Saved data entries:
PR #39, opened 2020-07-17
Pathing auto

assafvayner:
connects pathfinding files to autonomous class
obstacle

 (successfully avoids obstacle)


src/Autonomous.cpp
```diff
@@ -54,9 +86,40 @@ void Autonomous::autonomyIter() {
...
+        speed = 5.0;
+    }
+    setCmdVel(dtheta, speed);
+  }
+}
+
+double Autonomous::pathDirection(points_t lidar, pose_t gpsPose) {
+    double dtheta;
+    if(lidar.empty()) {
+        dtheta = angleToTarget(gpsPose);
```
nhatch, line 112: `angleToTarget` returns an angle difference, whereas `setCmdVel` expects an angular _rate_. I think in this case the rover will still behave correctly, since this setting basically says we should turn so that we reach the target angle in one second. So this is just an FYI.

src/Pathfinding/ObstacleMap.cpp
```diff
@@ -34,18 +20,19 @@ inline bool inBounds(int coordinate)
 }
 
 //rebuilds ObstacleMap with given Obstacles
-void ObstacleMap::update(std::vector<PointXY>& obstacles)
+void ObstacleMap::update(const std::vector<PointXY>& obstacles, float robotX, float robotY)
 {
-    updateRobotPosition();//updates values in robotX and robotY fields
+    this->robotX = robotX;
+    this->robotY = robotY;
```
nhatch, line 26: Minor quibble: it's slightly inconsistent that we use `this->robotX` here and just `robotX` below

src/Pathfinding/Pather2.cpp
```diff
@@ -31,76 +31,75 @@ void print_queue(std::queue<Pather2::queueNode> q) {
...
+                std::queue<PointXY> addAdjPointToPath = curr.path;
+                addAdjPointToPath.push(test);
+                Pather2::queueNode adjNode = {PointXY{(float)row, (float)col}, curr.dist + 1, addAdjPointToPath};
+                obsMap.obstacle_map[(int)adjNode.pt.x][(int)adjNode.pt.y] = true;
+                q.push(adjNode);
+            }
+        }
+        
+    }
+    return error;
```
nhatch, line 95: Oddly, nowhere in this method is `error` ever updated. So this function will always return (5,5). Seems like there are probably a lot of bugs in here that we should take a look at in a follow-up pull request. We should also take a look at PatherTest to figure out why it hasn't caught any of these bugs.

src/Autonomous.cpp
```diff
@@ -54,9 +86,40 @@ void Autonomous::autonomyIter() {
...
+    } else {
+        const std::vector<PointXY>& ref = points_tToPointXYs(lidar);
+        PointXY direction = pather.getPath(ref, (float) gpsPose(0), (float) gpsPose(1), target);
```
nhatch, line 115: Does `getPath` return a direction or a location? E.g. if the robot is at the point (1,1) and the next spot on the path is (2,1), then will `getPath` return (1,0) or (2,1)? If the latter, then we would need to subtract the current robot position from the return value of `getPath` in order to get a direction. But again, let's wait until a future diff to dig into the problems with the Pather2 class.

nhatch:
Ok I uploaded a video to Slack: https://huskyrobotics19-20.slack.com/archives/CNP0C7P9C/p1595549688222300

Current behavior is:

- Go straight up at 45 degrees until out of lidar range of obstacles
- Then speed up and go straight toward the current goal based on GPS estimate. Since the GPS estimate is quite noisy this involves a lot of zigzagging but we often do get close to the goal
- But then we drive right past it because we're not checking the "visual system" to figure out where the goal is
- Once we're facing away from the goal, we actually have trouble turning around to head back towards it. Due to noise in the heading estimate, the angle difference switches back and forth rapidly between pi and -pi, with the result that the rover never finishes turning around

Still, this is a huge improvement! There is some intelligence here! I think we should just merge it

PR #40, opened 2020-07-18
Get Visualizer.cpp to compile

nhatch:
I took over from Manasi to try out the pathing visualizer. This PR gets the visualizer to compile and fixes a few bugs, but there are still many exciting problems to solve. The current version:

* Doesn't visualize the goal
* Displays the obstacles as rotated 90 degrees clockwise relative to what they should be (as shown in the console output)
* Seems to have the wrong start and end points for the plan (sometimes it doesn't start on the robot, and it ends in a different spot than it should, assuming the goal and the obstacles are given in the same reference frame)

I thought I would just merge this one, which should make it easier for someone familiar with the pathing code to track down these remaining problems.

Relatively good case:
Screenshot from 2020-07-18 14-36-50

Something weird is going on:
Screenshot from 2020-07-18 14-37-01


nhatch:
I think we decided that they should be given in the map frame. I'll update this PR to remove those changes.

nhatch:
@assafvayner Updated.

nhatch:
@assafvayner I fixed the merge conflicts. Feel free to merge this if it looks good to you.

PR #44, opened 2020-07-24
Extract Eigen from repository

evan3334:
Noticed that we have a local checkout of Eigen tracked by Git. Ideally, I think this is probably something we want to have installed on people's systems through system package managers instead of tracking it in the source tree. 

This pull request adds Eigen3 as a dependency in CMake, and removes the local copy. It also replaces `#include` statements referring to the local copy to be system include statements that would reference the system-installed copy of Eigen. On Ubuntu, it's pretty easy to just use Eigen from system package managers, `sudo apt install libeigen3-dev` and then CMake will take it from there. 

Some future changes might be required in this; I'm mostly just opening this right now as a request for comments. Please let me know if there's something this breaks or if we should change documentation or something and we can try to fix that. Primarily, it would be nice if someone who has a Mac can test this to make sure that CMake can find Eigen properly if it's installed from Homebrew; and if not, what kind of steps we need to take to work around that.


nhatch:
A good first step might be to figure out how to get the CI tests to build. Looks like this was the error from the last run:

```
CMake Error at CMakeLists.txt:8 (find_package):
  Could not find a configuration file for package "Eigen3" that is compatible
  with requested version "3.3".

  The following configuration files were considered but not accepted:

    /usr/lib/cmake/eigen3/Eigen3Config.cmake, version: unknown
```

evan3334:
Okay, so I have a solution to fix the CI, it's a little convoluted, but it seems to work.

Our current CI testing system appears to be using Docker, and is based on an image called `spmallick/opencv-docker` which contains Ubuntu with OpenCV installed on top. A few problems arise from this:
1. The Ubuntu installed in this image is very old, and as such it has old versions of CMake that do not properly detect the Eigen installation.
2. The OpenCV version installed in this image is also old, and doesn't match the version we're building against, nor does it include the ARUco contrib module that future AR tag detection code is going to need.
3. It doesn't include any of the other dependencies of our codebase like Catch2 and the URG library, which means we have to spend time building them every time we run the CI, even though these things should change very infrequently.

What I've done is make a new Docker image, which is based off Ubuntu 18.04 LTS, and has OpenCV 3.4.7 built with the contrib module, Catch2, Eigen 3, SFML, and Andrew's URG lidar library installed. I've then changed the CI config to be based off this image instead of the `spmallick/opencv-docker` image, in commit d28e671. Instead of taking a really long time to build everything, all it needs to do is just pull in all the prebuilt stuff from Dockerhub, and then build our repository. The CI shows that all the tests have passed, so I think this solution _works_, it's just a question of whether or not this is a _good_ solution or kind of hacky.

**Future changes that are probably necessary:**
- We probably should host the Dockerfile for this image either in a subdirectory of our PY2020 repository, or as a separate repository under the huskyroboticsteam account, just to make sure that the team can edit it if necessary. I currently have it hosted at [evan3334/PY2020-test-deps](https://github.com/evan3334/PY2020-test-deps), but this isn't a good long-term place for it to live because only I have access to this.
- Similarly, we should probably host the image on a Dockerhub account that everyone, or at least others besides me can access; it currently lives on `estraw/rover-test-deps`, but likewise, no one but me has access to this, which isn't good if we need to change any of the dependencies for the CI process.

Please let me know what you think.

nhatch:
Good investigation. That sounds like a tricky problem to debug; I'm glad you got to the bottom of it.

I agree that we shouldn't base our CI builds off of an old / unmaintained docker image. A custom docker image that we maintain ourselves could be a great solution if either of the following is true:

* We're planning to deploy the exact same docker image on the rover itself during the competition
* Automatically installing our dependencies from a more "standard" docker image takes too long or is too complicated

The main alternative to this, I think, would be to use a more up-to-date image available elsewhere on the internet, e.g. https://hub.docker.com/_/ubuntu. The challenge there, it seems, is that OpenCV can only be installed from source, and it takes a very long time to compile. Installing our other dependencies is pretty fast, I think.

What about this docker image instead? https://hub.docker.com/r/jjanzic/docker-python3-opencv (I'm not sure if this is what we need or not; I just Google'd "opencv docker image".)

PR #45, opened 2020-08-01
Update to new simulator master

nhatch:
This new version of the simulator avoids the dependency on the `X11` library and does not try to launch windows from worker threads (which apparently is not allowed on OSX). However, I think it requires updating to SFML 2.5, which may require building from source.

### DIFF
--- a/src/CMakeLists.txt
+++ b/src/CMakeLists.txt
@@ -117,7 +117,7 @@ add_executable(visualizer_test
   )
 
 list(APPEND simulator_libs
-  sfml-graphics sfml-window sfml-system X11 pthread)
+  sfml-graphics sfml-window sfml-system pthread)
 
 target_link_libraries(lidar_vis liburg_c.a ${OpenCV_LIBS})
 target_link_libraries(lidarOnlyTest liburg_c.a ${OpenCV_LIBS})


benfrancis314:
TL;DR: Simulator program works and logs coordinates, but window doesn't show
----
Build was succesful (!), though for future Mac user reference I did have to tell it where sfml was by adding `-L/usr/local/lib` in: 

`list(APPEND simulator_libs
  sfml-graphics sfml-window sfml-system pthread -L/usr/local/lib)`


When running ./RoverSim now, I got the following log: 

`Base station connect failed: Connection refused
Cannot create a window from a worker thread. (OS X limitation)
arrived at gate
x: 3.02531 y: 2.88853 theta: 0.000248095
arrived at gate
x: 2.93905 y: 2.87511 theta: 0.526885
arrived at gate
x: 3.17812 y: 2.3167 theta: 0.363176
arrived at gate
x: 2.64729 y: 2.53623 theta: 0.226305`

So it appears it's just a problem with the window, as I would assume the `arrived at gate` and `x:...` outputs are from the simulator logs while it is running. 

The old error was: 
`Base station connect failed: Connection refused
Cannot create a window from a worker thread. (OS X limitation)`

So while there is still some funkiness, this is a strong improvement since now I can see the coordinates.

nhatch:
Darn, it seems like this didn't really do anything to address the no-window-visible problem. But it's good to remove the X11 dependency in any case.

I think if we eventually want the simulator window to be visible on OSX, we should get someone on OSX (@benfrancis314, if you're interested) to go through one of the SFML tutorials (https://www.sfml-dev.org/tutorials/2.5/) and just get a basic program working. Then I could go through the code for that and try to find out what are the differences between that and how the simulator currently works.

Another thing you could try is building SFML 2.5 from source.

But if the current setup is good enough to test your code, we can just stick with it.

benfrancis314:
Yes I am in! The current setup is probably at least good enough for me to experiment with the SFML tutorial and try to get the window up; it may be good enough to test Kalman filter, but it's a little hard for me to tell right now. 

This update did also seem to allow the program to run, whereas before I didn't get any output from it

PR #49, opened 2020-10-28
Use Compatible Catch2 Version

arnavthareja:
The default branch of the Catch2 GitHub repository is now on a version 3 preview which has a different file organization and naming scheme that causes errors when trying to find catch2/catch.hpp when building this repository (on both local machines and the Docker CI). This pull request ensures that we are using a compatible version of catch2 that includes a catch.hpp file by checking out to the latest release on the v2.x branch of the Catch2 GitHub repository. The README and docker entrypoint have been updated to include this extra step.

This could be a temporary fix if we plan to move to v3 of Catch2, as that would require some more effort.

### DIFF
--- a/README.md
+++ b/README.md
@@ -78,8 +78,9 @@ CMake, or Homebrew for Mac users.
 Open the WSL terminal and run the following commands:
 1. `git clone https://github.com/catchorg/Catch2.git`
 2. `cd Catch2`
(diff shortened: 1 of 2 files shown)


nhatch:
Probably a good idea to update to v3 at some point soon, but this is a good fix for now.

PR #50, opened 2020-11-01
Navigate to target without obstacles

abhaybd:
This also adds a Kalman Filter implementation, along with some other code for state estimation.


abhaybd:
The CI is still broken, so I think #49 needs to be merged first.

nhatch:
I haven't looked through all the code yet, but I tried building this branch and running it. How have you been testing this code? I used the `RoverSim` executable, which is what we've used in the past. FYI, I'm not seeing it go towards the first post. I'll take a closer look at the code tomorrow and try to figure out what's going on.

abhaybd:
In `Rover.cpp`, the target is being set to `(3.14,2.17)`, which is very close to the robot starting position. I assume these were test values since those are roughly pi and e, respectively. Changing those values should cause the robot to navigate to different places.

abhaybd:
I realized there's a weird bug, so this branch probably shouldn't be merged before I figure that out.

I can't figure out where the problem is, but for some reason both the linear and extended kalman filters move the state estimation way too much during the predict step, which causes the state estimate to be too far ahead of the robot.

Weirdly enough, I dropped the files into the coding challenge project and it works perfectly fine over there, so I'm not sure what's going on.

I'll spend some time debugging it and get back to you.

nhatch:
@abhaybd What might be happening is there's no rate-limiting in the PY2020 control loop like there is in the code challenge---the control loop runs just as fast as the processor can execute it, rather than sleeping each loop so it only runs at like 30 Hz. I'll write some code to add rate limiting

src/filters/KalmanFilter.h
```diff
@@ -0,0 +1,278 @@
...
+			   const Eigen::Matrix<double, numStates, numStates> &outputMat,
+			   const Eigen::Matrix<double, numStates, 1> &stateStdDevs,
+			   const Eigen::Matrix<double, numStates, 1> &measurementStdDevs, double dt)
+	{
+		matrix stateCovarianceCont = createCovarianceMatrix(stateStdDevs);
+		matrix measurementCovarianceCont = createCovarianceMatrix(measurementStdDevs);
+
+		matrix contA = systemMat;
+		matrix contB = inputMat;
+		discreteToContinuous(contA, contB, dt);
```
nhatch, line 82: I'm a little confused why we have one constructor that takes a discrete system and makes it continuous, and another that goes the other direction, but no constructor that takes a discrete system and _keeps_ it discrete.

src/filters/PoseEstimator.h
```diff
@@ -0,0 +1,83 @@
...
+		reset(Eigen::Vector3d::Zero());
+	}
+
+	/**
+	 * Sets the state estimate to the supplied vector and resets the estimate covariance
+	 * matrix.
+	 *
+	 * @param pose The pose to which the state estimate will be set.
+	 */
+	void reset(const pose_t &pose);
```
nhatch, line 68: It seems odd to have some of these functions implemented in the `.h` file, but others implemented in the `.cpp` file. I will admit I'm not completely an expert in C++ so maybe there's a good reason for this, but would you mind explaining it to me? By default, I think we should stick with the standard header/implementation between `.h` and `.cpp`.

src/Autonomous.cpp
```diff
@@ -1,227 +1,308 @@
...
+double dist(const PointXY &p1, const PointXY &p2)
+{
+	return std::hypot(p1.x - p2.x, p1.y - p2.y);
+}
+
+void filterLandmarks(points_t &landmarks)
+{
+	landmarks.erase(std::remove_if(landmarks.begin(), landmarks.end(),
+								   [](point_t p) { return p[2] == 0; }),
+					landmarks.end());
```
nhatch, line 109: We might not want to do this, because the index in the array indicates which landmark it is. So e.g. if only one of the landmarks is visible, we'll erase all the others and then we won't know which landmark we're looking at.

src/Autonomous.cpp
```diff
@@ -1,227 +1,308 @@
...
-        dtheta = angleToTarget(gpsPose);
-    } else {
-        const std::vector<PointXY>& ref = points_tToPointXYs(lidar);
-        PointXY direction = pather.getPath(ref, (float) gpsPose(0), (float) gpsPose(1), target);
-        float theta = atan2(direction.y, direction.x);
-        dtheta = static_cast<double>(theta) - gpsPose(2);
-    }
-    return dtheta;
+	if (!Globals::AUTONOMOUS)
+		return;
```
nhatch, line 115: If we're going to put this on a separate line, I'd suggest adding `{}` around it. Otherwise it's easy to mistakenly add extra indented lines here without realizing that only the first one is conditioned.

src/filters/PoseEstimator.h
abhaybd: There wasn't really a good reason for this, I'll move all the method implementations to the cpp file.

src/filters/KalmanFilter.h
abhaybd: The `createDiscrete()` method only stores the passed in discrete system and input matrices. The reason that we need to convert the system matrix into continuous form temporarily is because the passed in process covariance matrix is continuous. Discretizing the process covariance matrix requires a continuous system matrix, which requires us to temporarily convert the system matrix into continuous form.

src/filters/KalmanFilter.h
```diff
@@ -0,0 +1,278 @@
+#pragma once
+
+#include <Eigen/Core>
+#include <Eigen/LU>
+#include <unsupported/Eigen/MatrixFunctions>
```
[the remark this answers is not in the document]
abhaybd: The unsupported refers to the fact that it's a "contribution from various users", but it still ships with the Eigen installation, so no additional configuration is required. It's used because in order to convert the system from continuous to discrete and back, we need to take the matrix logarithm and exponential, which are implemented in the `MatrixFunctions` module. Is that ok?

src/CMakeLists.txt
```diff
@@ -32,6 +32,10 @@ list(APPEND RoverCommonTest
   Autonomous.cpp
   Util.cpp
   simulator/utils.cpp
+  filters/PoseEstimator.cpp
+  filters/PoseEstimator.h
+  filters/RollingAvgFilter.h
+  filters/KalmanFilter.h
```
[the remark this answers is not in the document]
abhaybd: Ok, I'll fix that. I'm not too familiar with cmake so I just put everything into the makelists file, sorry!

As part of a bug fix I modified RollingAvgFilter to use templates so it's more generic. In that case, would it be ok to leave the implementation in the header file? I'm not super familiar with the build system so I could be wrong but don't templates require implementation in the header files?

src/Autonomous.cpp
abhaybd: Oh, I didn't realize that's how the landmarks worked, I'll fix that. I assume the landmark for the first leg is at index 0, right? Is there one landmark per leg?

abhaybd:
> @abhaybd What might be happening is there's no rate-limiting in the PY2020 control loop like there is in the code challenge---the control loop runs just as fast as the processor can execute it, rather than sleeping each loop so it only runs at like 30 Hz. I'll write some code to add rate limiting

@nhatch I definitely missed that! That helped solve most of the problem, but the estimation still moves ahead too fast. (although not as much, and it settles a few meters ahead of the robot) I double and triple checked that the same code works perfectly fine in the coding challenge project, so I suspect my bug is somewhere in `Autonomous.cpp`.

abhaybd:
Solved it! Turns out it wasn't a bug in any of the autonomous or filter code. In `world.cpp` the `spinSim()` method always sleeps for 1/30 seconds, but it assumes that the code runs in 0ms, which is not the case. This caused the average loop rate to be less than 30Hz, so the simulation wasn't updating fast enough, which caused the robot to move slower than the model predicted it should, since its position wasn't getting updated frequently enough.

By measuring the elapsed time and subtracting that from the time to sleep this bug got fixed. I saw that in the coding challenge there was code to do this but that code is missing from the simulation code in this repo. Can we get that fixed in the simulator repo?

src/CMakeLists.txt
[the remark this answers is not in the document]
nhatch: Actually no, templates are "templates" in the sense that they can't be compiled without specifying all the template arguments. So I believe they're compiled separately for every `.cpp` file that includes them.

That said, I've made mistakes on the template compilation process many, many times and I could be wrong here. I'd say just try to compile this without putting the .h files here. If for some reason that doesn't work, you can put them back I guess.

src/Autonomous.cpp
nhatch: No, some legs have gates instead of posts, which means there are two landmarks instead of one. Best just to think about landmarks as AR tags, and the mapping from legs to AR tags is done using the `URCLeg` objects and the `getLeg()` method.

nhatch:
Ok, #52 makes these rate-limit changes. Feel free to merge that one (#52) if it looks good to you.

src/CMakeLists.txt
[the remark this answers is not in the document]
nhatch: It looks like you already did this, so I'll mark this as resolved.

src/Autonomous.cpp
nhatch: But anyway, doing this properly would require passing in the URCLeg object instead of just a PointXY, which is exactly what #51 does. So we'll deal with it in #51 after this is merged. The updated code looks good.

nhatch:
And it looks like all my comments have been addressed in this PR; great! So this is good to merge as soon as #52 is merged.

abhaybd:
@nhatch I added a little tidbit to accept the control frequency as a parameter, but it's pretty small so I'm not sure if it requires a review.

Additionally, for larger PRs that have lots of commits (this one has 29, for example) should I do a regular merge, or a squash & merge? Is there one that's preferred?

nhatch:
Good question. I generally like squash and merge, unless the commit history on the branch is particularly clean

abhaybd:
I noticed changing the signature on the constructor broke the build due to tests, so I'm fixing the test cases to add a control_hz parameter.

Required work —
Looking at the data above, report how many of its lines include the word "deps". The number alone is the answer.

Exercise result —
2